Was lange währt, wird – endlich – eine Anklage, mit der manche nicht mehr gerechnet haben: Die Generalstaatsanwaltschaft Berlin klagt die frühere, fristlos gekündigte Intendantin des Rundfunks Berlin-Brandenburg (RBB), Patricia Schlesinger, wegen Untreue in 26 Fällen an. Mit ihr angeklagt werden der frühere Vorsitzende des Verwaltungsrats (13 Fälle), die einstige Juristische Direktorin (sechs Fälle) und der ehemalige Verwaltungsdirektor (fünf Fälle). Sie sollen den Sender „in wechselnden Konstellationen teilweise mittäterschaftlich“ geschädigt haben, in sieben Fällen sei von einer „gewerbsmäßigen Begehungsweise“ und einem besonders hohen Schaden auszugehen.
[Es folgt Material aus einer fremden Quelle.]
Issue #107, opened 2017-06-26
Add an ignore file for architect


MarcelMue:
Architect currently tries to fill all templates which it can find. This is not always welcome as templates for other applications can be inside of configmaps.

A ignore file should be added as a default in architect in order to solve this problem. This file could be named `.architect` in the `kubernetes` / `helm` folder. Architect should parse this file if it's present and ignore all files which are mentioned inside of it.

MarcelMue:
This is possibly just a helm issue - architect only handles the `kubernetes` folder, which we are getting rid of. So this would introduce a feature which is deprecated very shortly.

PR #111, opened 2017-06-28
WIP: Add ignorefile functionality for templating

MarcelMue:
This functionality is supposed to exclude files from templating in order to prevent architect from parsing go templates in `configmaps` or other yaml files which it is supposed to ignore.

- [x] Architect should accept a list of files to ignore
- [ ] Test manually if the added feature works as intended (will do so on my linux machine)
- [ ] The functionality should have at least one small test 
- [ ] Revert the `circle.yml` to the master again after reviews are accepted

towards #107


MarcelMue:
I can't easily test this right now but I'd love to have some input if this is going in the right direction. Or if I understood the workflow of architect correctly.

cmd/deploy.go
```diff
@@ -68,6 +70,8 @@ func init() {
 
 	deployCmd.Flags().StringVar(&helmDirectoryPath, "helm-directory-path", "./helm", "directory holding helm chart")
 	deployCmd.Flags().StringVar(&resourcesDirectoryPath, "resources-directory-path", "./kubernetes", "directory holding kubernetes resources")
+
+	deployCmd.Flags().StringVar(&ignorefilePath, "ignorefile-path", ".architect", "file containing a list of files to be ignored in templating")
```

Prämiensystem für 933.505 Euro
Da gab es ein neu eingeführtes, unzulässiges Prämiensystem, das den RBB 933.505 Euro kostete. Die illegitimen monatlichen Zulagen für den ARD-Vorsitz, den der RBB unter Schlesinger turnusgemäß innehatte, beliefen sich auf 122.400 Euro, die Vorruhestandsregelung für den früheren Chefredakteur kostet den RBB laut Staatsanwaltschaft 662.605 Euro, die Freistellung des ehemaligen Mitarbeiters einer Tochterfirma dreimal 12.275 Euro. Zudem habe Schlesinger dem RBB fälschlich die Bewirtung von Gästen mit 4871 Euro und eine Privatreise mit 1650,52 Euro in Rechnung gestellt.
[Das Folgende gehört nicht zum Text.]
Issue #73, opened 2017-05-24
Integrate architect templating into workflow


JosephSalisbury:
The templating happens outside of the workflow, which is a bit magic.

If we refactor commands into an interface, we should be able to run arbitrary templating commands as part of the workflow, which should clean things up a lot.

JosephSalisbury:
There's probably more things than just templating that we can refactor behind a new command interface, have a look for that too.

JosephSalisbury:
Only really makes sense after https://github.com/giantswarm/giantswarm/issues/1474

JosephSalisbury:
Picking this up as a getting-back-to-work starter task, and to make https://github.com/giantswarm/giantswarm/issues/1606 easier

PR #113, opened 2017-07-10
Refactors commands structs into tasks interface

JosephSalisbury:
Towards https://github.com/giantswarm/architect/issues/73

- Removed `commands` package
- Adds `tasks` package, which introduces a `Task` interface
- Adds `ExecTask` implementation - essentially `commands.Command`, but implementing `tasks.Task`
` Refactors current `commands.Command` to use the `Task` interface

Next PR I am going to refactor templating to use `tasks.Task`


tasks/spec.go
```diff
@@ -0,0 +1,27 @@
+package tasks
+
+import (
+	"log"
+
+	microerror "github.com/giantswarm/microkit/error"
+)
+
+// Task represents a piece of work to perform.
+type Task interface {
```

Mit diesen Anklagepunkten bestätigt die Generalstaatsanwaltschaft etliche Vorgänge des sogenannten „Schlesinger-Skandals“ als potentiell strafwürdig, über die die Presse im Sommer 2022 berichtete und die im August vor drei Jahren zum Rücktritt Schlesingers als ARD-Vorsitzende und RBB-Intendantin und zu ihrer fristlosen Kündigung führten.
Die Anklage zeigt, dass hinter den Vorgängen ein System steckte, das darauf ausgerichtet war, die vorgesehenen Checks and Balances – etwa einen Verwaltungs- und einen Rundfunkrat, die die Intendanz kontrollieren – auszuspielen und sich selbst zu bereichern. Mit diesem Gebaren haben Schlesinger und ihre Truppe den RBB an den Rand des Ruins getrieben und das Vertrauen in den öffentlich-rechtlichen Rundfunk nachhaltig erschüttert.
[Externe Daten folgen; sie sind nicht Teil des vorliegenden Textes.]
PR #116, opened 2017-07-11
Refactors kubernetes resource templating to task interface

JosephSalisbury:
Towards https://github.com/giantswarm/architect/issues/73

### DIFF
--- a/template/error.go
+++ b/template/error.go
@@ -45,3 +45,10 @@ var incorrectTemplatingError = errgo.New("incorrect templating")
 func IsIncorrectTemplating(err error) bool {
 	return errgo.Cause(err) == incorrectTemplatingError
 }
+
+var emptyKubernetesResourcesDirectoryPath = errgo.New("empty kubernetes resources directory path")
+
+// IsEmptyKubernetesResourcesDirectoryPath asserts emptyKubernetesResourcesDirectoryPath
+func IsEmptyKubernetesResourcesDirectoryPath(err error) bool {
+	return errgo.Cause(err) == emptyKubernetesResourcesDirectoryPath
+}
--- a/template/kubernetes.go
+++ b/template/kubernetes.go
@@ -1,0 +1,136 @@
+package template
+
+import (
+	"bytes"
+	"fmt"
+	"os"
+	"strings"
+	"text/template"
+
+	"github.com/spf13/afero"
+
+	microerror "github.com/giantswarm/microkit/error"
+
+	"github.com/giantswarm/architect/configuration"
+	"github.com/giantswarm/architect/utils"
+)
+
+const (
+	TemplateKubernetesResourcesTaskName = "template-kubernetes-resources"
+
+	// TemplateKubernetesResourcesTaskString is the format for printing the
+	// kubernetes resources templating task.
+	// Name of the task, templated resources directory path, sha.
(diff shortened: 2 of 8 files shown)


template/error.go
```diff
@@ -45,3 +45,10 @@ var incorrectTemplatingError = errgo.New("incorrect templating")
 func IsIncorrectTemplating(err error) bool {
 	return errgo.Cause(err) == incorrectTemplatingError
 }
+
+var emptyKubernetesResourcesDirectoryPath = errgo.New("empty kubernetes resources directory path")
```
xh3b4sd: `emptyDirectoryPathError` would work for me. You could then mask the error with additional information ala `microerror.MaskAnyf(emptyDirectoryError, "kubernetes resource '%s'", thePath)`.

template/kubernetes.go
```diff
@@ -0,0 +1,136 @@
...
+func (t TemplateKubernetesResourcesTask) Run() error {
+	if t.kubernetesResourcesDirectoryPath == "" {
+		return microerror.MaskAny(emptyKubernetesResourcesDirectoryPath)
+	}
+
+	if err := utils.CopyDir(
+		t.fs,
+		t.kubernetesResourcesDirectoryPath,
+		t.templatedResourcesDirectoryPath,
+	); err != nil {
```
xh3b4sd: Every time function calls and conditionals are mixed a pomsky puppy dies. Please don't kill the puppies.

template/kubernetes.go
```diff
@@ -0,0 +1,136 @@
...
+// templateKubernetesResources takes a filesystem,
+// a path to a directory holding kubernetes resources,
+// and an installation configuration.
+// It templates the given resources, with data from the configuration,
+// writing changes to the files.
+func templateKubernetesResources(fs afero.Fs, resourcesPath string, config TemplateConfiguration) error {
+	walkFunc := func(path string, info os.FileInfo, err error) error {
+		if err != nil {
+			microerror.MaskAny(err)
+		}
```
xh3b4sd: I did this myself recently and wondered what the use case for this propagated error is. This feels super weird.

template/kubernetes.go
```diff
@@ -0,0 +1,136 @@
...
+
+		var buf bytes.Buffer
+		if err := t.Execute(&buf, config); err != nil {
+			microerror.MaskAny(err)
+		}
+
+		templatedContents := buf.String()
+
+		// This add backwards compatability for `%%DOCKER_TAG%%`. Deprecated.
```
xh3b4sd: He, she it, das "S" muss mit. :D

template/kubernetes.go
JosephSalisbury: I know we disagree with
```
if err := func(); err != nil {
```

gonna go with this :D

template/kubernetes.go
JosephSalisbury: I've never even seen this error actually be anything except for `nil`. Feels wrong not to handle it, but I don't think it's a big deal.

template/kubernetes.go
JosephSalisbury: ja ja genau

JosephSalisbury: fixeden

template/error.go
JosephSalisbury: no strong feelings. this error will go pretty soon when we remove the push deployments support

An der Spitze eines Senders, dessen Auftrag die „Grundversorgung“ mit Information, Kultur, Bildung und Unterhaltung ist und der von allen zwangsweise bezahlt wird, geht es – so hatte man den Eindruck – drunter und drüber, und niemand gebietet dem Einhalt, bis – die Presse die Vorgänge ans Tageslicht holt (der „Business Insider“ vorneweg), die Politik als Rechtsaufsicht tätig wird, die Bundesländer Berlin und Brandenburg einen neuen Staatsvertrag für den RBB aufsetzen und, endlich, die Staatsanwaltschaft Anklage erhebt.
Warum nicht gleich so? Weil, so führt die Generalstaatsanwaltschaft Berlin an, man Dokumente und Daten in rauen Mengen auswerten musste – 474 Gigabyte. Das hat gedauert, was auch den bisherigen Sprecher der Generalstaatsanwaltschaft, Sebastian Büchner, ein wenig ärgern dürfte. Ende Oktober gab er seinen Posten ab und kehrte als Oberstaatsanwalt zurück in den Ermittlungsbereich. In den vergangenen drei Jahren musste er Journalisten, die nach dem Fall fragten, ein um das andere Mal vertrösten. Kaum ist sein Nachfolger da, kann der die frohe Botschaft verkünden: Habemus accusatio! Die Beschuldigten bestreiten die Vorwürfe, die Unschuldsvermutung gilt, auf den Prozess sind wir gespannt.